Stored data =>

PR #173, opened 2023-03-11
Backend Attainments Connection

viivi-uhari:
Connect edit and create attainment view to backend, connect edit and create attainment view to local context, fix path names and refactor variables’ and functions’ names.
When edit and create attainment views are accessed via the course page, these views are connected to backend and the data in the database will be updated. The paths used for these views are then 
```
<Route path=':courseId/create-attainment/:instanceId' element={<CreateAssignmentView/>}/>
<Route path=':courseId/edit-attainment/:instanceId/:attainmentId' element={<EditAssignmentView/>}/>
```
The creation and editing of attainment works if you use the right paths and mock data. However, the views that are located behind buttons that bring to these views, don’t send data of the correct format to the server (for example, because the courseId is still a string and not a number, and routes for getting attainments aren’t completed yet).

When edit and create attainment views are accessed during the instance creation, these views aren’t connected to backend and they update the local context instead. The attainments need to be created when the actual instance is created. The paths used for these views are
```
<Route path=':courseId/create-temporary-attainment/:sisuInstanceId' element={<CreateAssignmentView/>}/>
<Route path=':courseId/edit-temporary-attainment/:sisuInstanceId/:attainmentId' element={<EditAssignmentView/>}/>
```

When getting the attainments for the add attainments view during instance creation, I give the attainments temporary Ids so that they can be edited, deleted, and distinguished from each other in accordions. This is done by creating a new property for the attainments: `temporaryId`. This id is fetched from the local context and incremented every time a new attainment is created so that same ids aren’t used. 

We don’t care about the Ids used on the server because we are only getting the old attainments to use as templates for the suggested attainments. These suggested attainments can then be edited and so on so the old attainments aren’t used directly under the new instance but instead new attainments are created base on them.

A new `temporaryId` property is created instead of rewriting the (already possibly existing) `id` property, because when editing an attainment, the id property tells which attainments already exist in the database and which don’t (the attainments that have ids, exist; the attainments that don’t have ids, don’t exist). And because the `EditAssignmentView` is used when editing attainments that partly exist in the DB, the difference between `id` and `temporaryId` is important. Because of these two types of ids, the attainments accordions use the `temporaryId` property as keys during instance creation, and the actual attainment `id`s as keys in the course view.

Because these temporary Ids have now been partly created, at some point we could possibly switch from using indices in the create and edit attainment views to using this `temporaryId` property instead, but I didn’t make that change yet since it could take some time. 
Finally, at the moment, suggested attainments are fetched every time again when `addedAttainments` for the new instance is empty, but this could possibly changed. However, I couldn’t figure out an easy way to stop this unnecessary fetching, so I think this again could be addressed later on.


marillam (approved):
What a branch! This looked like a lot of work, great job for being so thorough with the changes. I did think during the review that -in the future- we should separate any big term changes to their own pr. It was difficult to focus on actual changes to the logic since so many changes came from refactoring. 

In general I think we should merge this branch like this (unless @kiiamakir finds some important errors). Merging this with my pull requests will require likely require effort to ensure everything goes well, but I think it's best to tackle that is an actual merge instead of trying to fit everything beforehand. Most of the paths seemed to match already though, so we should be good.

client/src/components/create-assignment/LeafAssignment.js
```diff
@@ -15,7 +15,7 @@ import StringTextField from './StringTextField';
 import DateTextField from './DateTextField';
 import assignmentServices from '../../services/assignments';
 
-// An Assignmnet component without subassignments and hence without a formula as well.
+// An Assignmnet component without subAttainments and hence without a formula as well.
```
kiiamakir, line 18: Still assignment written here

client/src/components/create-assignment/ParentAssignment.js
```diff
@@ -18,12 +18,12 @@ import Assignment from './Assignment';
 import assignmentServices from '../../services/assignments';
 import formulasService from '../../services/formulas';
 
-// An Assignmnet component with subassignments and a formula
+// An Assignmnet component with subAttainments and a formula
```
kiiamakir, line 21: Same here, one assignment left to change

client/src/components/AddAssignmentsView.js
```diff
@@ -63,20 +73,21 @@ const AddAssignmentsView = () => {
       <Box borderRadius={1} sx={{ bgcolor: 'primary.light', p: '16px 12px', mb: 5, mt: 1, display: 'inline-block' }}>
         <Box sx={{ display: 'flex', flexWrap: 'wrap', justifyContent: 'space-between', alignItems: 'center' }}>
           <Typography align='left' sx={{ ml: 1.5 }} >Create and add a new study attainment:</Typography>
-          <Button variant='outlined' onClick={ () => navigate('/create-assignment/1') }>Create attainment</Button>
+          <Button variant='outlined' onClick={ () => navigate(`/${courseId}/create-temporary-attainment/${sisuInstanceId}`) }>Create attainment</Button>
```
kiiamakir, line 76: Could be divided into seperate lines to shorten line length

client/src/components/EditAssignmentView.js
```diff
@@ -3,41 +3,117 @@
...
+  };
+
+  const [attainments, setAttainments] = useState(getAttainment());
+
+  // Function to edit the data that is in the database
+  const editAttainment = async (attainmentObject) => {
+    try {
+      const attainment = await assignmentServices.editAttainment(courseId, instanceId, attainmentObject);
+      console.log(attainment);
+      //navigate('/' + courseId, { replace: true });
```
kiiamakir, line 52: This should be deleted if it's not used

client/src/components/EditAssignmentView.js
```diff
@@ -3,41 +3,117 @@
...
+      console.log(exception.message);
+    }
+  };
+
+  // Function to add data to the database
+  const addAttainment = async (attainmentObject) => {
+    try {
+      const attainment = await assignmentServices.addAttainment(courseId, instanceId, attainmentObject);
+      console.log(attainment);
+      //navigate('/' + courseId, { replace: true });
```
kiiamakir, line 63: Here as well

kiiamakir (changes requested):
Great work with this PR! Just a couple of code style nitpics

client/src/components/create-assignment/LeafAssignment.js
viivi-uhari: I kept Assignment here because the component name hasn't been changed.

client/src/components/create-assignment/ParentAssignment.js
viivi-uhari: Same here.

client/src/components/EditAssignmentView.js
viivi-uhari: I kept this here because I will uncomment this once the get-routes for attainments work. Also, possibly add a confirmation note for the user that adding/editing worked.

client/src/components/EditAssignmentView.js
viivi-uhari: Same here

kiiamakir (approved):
--
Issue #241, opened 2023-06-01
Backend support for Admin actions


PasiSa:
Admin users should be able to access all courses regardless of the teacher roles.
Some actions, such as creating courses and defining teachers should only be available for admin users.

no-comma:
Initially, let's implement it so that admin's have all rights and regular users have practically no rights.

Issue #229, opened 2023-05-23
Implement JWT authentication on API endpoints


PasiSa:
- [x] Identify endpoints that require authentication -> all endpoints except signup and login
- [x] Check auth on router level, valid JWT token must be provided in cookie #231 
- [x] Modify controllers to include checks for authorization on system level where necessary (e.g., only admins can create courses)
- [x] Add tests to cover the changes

Problem description => Across the whole listing above, state how many lines contain "outlined". Only the number is wanted.

Response below => 2